PR #15660, opened 2017-01-23
Turn off end slate for in-body YouTube atom embeds and don't show YT player on small cards

gidsg:
## What does this change?
This changes the *show endslate* and *show video* conditions to be closer to that applied to non-YouTube atoms.

However, the *show video* condition for YouTube atoms is set to false for smaller cards in order to meet the YouTube PFP minimum size requirements.

Makes end-slate behaviour consistent with non-youtube videos.
Make small cards non-playable (Required to meet minimum player size requirement for YouTube PFP.)

No

## Screenshots
Before:
screen shot 2017-01-23 at 14 04 41

After:
screen shot 2017-01-23 at 14 02 09

### DIFF
--- a/article/app/views/package.scala
+++ b/article/app/views/package.scala
@@ -29,7 +29,7 @@ object MainCleaner {
         if (amp) AmpEmbedCleaner(article) else VideoEmbedCleaner(article),
         PictureCleaner(article, amp),
         MainFigCaptionCleaner,
-        AtomsCleaner(article.content.atoms, shouldFence = true, amp)
+        AtomsCleaner(article.content.atoms, shouldFence = true, amp, mainMedia = true)
       )
   }
 }
--- a/article/app/views/package.scala
+++ b/article/app/views/package.scala
@@ -29,7 +29,7 @@ object MainCleaner {
         if (amp) AmpEmbedCleaner(article) else VideoEmbedCleaner(article),
         PictureCleaner(article, amp),
         MainFigCaptionCleaner,
-        AtomsCleaner(article.content.atoms, shouldFence = true, amp, mainMedia = true)
+        AtomsCleaner(atoms = article.content.atoms, shouldFence = true, amp = amp, mainMedia = true)
       )
   }
 }
@@ -51,7 +51,7 @@ object BodyCleaner {
       TableEmbedComplimentaryToP,
       R2VideoCleaner,
       PictureCleaner(article, amp),
-      AtomsCleaner(article.content.atoms, shouldFence = true, amp = amp),
+      AtomsCleaner(atoms = article.content.atoms, shouldFence = true, amp = amp),
       DropCaps(article.tags.isComment || article.tags.isFeature, article.isImmersive),
       ImmersiveHeaders(article.isImmersive),
       FigCaptionCleaner,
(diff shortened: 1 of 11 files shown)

————

> _Task instructions_
Your task is to reproduce the records in full, without any alteration.

> _Exercise response_
PR #15660, opened 2017-01-23
Turn off end slate for in-body YouTube atom embeds and don't show YT player on small cards

gidsg:
## What does this change?
This changes the *show endslate* and *show video* conditions to be closer to that applied to non-YouTube atoms.

However, the *show video* condition for YouTube atoms is set to false for smaller cards in order to meet the YouTube PFP minimum size requirements.

Makes end-slate behaviour consistent with non-youtube videos.
Make small cards non-playable (Required to meet minimum player size requirement for YouTube PFP.)

No

## Screenshots
Before:
screen shot 2017-01-23 at 14 04 41

After:
screen shot 2017-01-23 at 14 02 09

### DIFF
--- a/article/app/views/package.scala
+++ b/article/app/views/package.scala
@@ -29,7 +29,7 @@ object MainCleaner {
         if (amp) AmpEmbedCleaner(article) else VideoEmbedCleaner(article),
         PictureCleaner(article, amp),
         MainFigCaptionCleaner,
-        AtomsCleaner(article.content.atoms, shouldFence = true, amp)
+        AtomsCleaner(article.content.atoms, shouldFence = true, amp, mainMedia = true)
       )
   }
 }
--- a/article/app/views/package.scala
+++ b/article/app/views/package.scala
@@ -29,7 +29,7 @@ object MainCleaner {
         if (amp) AmpEmbedCleaner(article) else VideoEmbedCleaner(article),
         PictureCleaner(article, amp),
         MainFigCaptionCleaner,
-        AtomsCleaner(article.content.atoms, shouldFence = true, amp, mainMedia = true)
+        AtomsCleaner(atoms = article.content.atoms, shouldFence = true, amp = amp, mainMedia = true)
       )
   }
 }
@@ -51,7 +51,7 @@ object BodyCleaner {
       TableEmbedComplimentaryToP,
       R2VideoCleaner,
       PictureCleaner(article, amp),
-      AtomsCleaner(article.content.atoms, shouldFence = true, amp = amp),
+      AtomsCleaner(atoms = article.content.atoms, shouldFence = true, amp = amp),
       DropCaps(article.tags.isComment || article.tags.isFeature, article.isImmersive),
       ImmersiveHeaders(article.isImmersive),
       FigCaptionCleaner,
(diff shortened: 1 of 11 files shown)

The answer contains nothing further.